Exactly. Haha. And gettin whapped in the face.


----------



## Thearchery97 (Jul 23, 2011)

I shoot an HHA little pull back tension release (handheld model). Great for getting rid of target panic.


----------



## corpralbarn (Jan 21, 2009)

I know how to use and own a BT but i rarely use it.... I just dont like the handle design of a Pro Advantage and havent had any want for another release.


----------



## isaacdahl (Feb 27, 2010)

I like my Zenith comfort 3d plus extended (sure is a long name, lol). It's no frills and fits my hand nicely. 

Might also be shooting a custom job I designed for both of the Jake's (N77 and AK13). I sure hope these guys are happy with the final product...


----------



## Sighting In (Feb 5, 2009)

Here's a question for you all. Have any of you played with putting athletic tape or anything on your handles? I've been considering it to keep it from slipping. I don't want to touch it the weekend before Vegas, but I might give it a try after. Anybody tried it?


----------



## N7709K (Dec 17, 2008)

Adam did you meet Kim last year in Vegas?

Love her dearly, but she's hard on my supply of archery gear, lol. She has my Tru tension that is taped(electrical) and I use athletic tape on my other one. I would recommend black hockey tape if I were to do it again, doesn't show the dirt and wear


----------



## Sighting In (Feb 5, 2009)

You know, I don't think I did. You'll have to introduce me this year.

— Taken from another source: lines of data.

Issue #774, opened 2018-11-02
Files in subfolders of encrypted folders are not encrypted


SonRiab:
### Expected behaviour
When adding subfolders to an encrypted folder, these folders should be encrypted as well. The Android app works as expected (version 3.3.1). When creating encrypted subfolders using the Android App they should be decrypted on the desktop client side.

### Actual behaviour
After adding several subfolders and files, the client sync them without encrypting the files in these subfolders. The client doesn't flag the subfolders as encrypted in the GUI as well even if they are encrypted. Encrypted content in subfolders which were created using the Android App are not decrypted. It works with the iOS app, see https://github.com/nextcloud/desktop/issues/816#issuecomment-440694036.

#### files not encrypted
1. encrypt a folder using one of the clients
2. add a subfolder to the encrypted folder
3. add a non-empty text file to this subfolder
4. start synchronization using the desktop client
5. check if the file is encrypted on the server
#### encrypted files not decrypted
1. encrypt a folder
2. add a subfolder using the Android App
3. upload a file to this subfolder
4. synchronize these changes using the desktop client
5. check if the file is decrypted

### Client configuration
Client version: 2.5.0rc1 (build 20181026)

Operating system: macOS High Sierra (10.13.6)

OS language: German

Installation path of client: /Applications/Nextcloud.app

ntimo:
Hello,
I am also experiencing this issue. A subfolder in a encrypted folder is not getting encrypted. This is a huge security issue. When I create a new subfolder using the iOS app the subfolder is encrypted.

ntimo:
I just saw that 2.5.0 has been released and tested the final version. The bug that a subfolder in a E2E encrypted folder is not E2E encrypted still exists. When is this going to be fixed? This is a huge security problem.

e-alfred:
I also faced this problem and Nextcloud doesn't even show any kind of error message or warning that the user uploaded all their subfolders unencrypted to the server. This means the user gets compromised 100% without even knowing it.

shwebstart:
Same issue with Version 2.5.0v2.5.0 (build 20181112).
Windows 10 - 1803 Build 17134.407
Nextcloud 14.04 server installation

mossy-nw:
Same issue with Version 2.5.0 (build 20181112) Fedora 29 AppImage.

I agree this is a critical bug -- it would be far better to disable end to end encryption until such behavior is fixed than give users false sense of security!  

[...]

PR #1257, opened 2019-05-14
Show a broken lock icon for unencrypted subdirectory

ivan-cukic:
The E2E application allows creating unencrypted subdirectories
in an encrypted parent. This is a big privacy problem.

This patch shows a red broken lock icon for these subdirectories
in the NC client UI.

Screenshot_20190514_214818


ivan-cukic:
P.S. This will be important even when #774 gets fixed for as long as the E2E application allows unencripted subdirectories.

jancborchardt:
> The E2E application allows creating unencrypted subdirectories
in an encrypted parent. This is a big privacy problem.

Rather than putting an indicator there which might never be found, shouldn’t this be prevented in the first place? cc @rullzer @tobiasKaminsky

ivan-cukic:
I agree this situation should be prevented on the server side. Until it is, this is a privacy problem.

Another place where this can be exposed is the notification area - the e2e server module can show a warning notification about this. Then, the user will be able to open the NC client and see which directories are problematic.

tobiasKaminsky:
This is a bug and I hope it is only a small patch to solve it.
On android when creating a file, I check if the current or any parent folder (up to root) is encrypted. If so, I treat the current directory also as encrypted.
Same needs to be done on desktop.
We stated in RFC that all subfolders are automatically encrypted.



> I agree this situation should be prevented on the server side.

This cannot be solved on server side, as the most security impact we assume is that an admin modified the e2e server app, so we cannot trust them ever. 
Thus for checking for encryption state we need to do this locally (as explained above).

tobiasKaminsky:
@camilasan can you have a look into this and fix the problem with unencrypted e2e folders?
@jancborchardt Roeland is (more or less) not doing desktop, so if you have any desktop related stuff please ping Camila.

ivan-cukic:
I was planning to do that next. No need to bother @camilasan 

Even if all clients start behaving correctly - automatically encrypt subfolders, it is still a security issue.

E2E allows users to feel safe even when they have a malicious admin. The admin can create an unencrypted directory in a user's encrypted one. If the clients do not expose this information somehow, the user will eventually store sensitive data in that directory. The android client even marks the subdirectory with a 'lock' icon even if it is not encrypted.

Next, even if all clients under github.com/nextcloud start automatically encrypting subdirectories, someone could create an unofficial client (for Sailfish OS, for example) and that (by error) does not do so. Which would lead to the same problem as above.

Maybe this can be moved to a private security-issue-related list - there are a few more problems with the current RFC.

tobiasKaminsky:
> The admin can create an unencrypted directory in a user's encrypted one.

This is true, but as the client has the information that the parent folder is encrypted it must encrypt also the subfolder.
As said, we cannot trust the admin/server at all in a E2E scenario.



> Maybe this can be moved to a private security-issue-related list - there are a few more problems with the current RFC.

Just shoot me an email to tobias at nextcloud dot com and we can discuss this.

camilasan:
I think this is a nice improvement. Did you @tobiasKaminsky discuss with @ivan-cukic anything else via email? May I merge this?

tobiasKaminsky:
Can you test this
- create a folder e2e
- set it up
- create a new subfolder in "e2e"
- see if this is recognized as encrypted even if no file is in it

camilasan:
Ok @tobiasKaminsky I can. If it works, anything against it?

camilasan:
@tobiasKaminsky 

notencrypted

tobiasKaminsky:
Well…this now is misleading and might scare people.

Hockey tape is an idea. But I have a roll of athletic lying around I use for grips, but the way I go through them, I might die before I run out. lol I might give it a shot between Vegas and Nationals. Not touching anything until then though. So you do like having it there, though?


----------



## isaacdahl (Feb 27, 2010)

Yep, I've got my Zenith choked in hockey tape...other wise it'll slip right out of my hand if I don't.


----------



## underdog145 (Dec 6, 2009)

I almost always throw some on mine. I only place it around the first and third finger on the release, as these are the fingers that experience the most movement when your going through the motions.


----------



## Sighting In (Feb 5, 2009)

So that gives me another question. It seams like there's 2 schools of thought on hinge releases: either shoot full back tension and don't let you fingers move, or pull with back and let your fingers roll a bit. I think I shoot the 1st way (with a bit of roll in there). Who here shoots the 2nd? I know Jacob does. 

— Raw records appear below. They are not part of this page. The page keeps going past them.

PR #1965, opened 2020-05-07
Do not build for Xenial anymore

ivaradi:
With the recently introduced QQC2, Qt 5.5 and thus Xenial cannot be supported anymore. This patch removes the build for Xenial.

### DIFF
--- a/admin/linux/debian/drone-build.sh
+++ b/admin/linux/debian/drone-build.sh
@@ -14,7 +14,7 @@ OBS_PROJECT_ALPHA=home:ivaradi:alpha
 OBS_PROJECT_BETA=home:ivaradi:beta
 OBS_PACKAGE=nextcloud-desktop
 
-UBUNTU_DISTRIBUTIONS="xenial bionic eoan focal groovy"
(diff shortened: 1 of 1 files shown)


ivaradi:
Thanks for the approvals, but what to do with the seemingly stalled fixupbot check?

DominiqueFuchs:
> Thanks for the approvals, but what to do with the seemingly stalled fixupbot check?

Noticed a stuck state like this earlier on Github and don‘t know really, but a workaround is just pushing some fake-change to trigger rechecks

misch7:
> > Thanks for the approvals, but what to do with the seemingly stalled fixupbot check?
> 
> Noticed a stuck state like this earlier on Github and don‘t know really, but a workaround is just pushing some fake-change to trigger rechecks

Yeah, I was wondering too and initially thought this would be an intermediate state, also not sure.

Thought about simply merging this because it's a small and obvious change.

But maybe the push suggested by @DominiqueFuchs is a good idea.

EDIT: Ah, you did it already, perfect! ^^

PR #1979, opened 2020-05-14
Stop supporting Qt older than 5.12

er-vin:
This both removes older Qt from the CI and also adjust all the
find_package calls in CMakeLists.txt


nicolasfella:
oh yes, please
I don't see a good reason to keep support for ancient Qt versions

ivaradi:
How important is the dependency on Qt 5.12 or later? Do you plan on using features extensively that are present only in these younger versions of Qt?

Ubuntu Bionic has only 5.9, Debian Buster has 5.11. Can I continue to provide builds for these for a while by patching the CMakeLists.txt files to declare dependencies on these older Qt versions and occasionally patching the source code if needed?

BTW, shoot 'em up at Worlds this weekend, Bridge!


----------



## outdoorkid1 (Nov 20, 2010)

I just pull with back tension and don't conciously let my fingers move. I shoot with a click though. If I were to shoot without one I would probably rotate my fingers while also using back tension.


----------



## isaacdahl (Feb 27, 2010)

I use complete back tension. GRIV knows his stuff, but I feel like I'm cheating when I let my first finger give to the pressure. Not that it doesn't work cause a lot of people shoot that way, but I prefer to keep my hand neutral and as tight as possible.

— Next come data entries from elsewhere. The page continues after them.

PR #1987, opened 2020-05-18
Fix a few leaks

sbeyer:
This PR fixes a few memory leaks.

### DIFF
--- a/src/gui/systray.h
+++ b/src/gui/systray.h
@@ -16,12 +16,10 @@
 #define SYSTRAY_H
 
 #include <QSystemTrayIcon>
-#include <QQmlContext>
 
 #include "accountmanager.h"
 #include "tray/UserModel.h"
 
-class QIcon;
 class QQmlApplicationEngine;
 
 namespace OCC {
--- a/test/stubfolderman.cpp
+++ b/test/stubfolderman.cpp
@@ -1,7 +1,9 @@
 // stub to prevent linker error
 #include "accountmanager.h"
 
-OCC::AccountManager *OCC::AccountManager::instance() { return static_cast<AccountManager *>(new QObject); }
+Q_GLOBAL_STATIC(QObject, dummy)
+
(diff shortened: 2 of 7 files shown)


src/gui/systray.h
```diff
@@ -79,7 +76,7 @@ public slots:
     Systray();
     bool _isOpen;
     bool _syncIsPaused;
-    QQmlApplicationEngine *_trayEngine;
```
er-vin, line 82: This is the wrong fix IMO. QQmlApplicationEngine is a QObject as is Systray. So the systray instance should be passed as parent to the application engine. This is better done in the ctor initialization list instead of in the body BTW.

src/gui/systray.h
```diff
@@ -16,14 +16,11 @@
 #define SYSTRAY_H
 
 #include <QSystemTrayIcon>
-#include <QQmlContext>
```
er-vin, line 19: AFAICT this include was unused BTW.

test/stubfolderman.cpp
```diff
@@ -1,7 +1,9 @@
 // stub to prevent linker error
 #include "accountmanager.h"
 
-OCC::AccountManager *OCC::AccountManager::instance() { return static_cast<AccountManager *>(new QObject); }
+static QObject dummy;
+
+OCC::AccountManager *OCC::AccountManager::instance() { return static_cast<AccountManager *>(&dummy); }
```
er-vin, line 6: Since it's for a singleton please use Q_GLOBAL_STATIC for the AccountManager instance instead (and that dummy static can then be removed).

sbeyer:
Thank you very much. I am new to Qt, so your comments are very helpful. I am going to fix this later.

sbeyer:
Fixed. I am not 100% sure whether I have done what you requested for the FolderMan stub but at least it is more reasonable now.

misch7:
🍒 Cherry-picked to stable-2.6

Except 8bc1525df5e4791df29e8ebca5c70f8c3290959b since it's only applicable to the new 2.7 System Tray menu.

Feels more repeatable to me.


----------



## N7709K (Dec 17, 2008)

There is only one way to correctly shoot them, way number two. When you just pull through the release rotates(only way a hinge shoots). The pressure transfers as the hand is pulled back by the contraction of the back muscles.

Watch grivs video and he explains the pressure transfer.. That's who taught mento correctly shoot a hinge


----------



## N7709K (Dec 17, 2008)

Isaac, when you keep tension in your hand you will flinch and have inconsistencies... Stay relaxed and you will see an increase in scores


----------



## outdoorkid1 (Nov 20, 2010)

N7709K said:


> Isaac, when you keep tension in your hand you will flinch and have inconsistencies... Stay relaxed and you will see an increase in scores


So do you activate it by just rotating your fingers or a mix of both BT and rotation?


----------



## N7709K (Dec 17, 2008)

Adam, she can't make it this year :'(

There is one way to shoot a hinge correctly, trough the rotation caused by squeezing your shoulder blades together. When you pull through the release the pressure on you index finger that slows the release transfers to the pinky/ring fingers. This pressure transfer causes the release to fire. I draw, relax, aim and pull through the shot. When I am relaxed the release fires naturally, when I hold tension in my had the release slows and shoots marginal shots that although they aim good they are poor shots... And you know it. When I am relaxed the release fires smooth and about 7-8seconds into the process. Bad shots aim better because I'm pulling into the release more, not letting it fire. This is why different releases need to be set at different speeds.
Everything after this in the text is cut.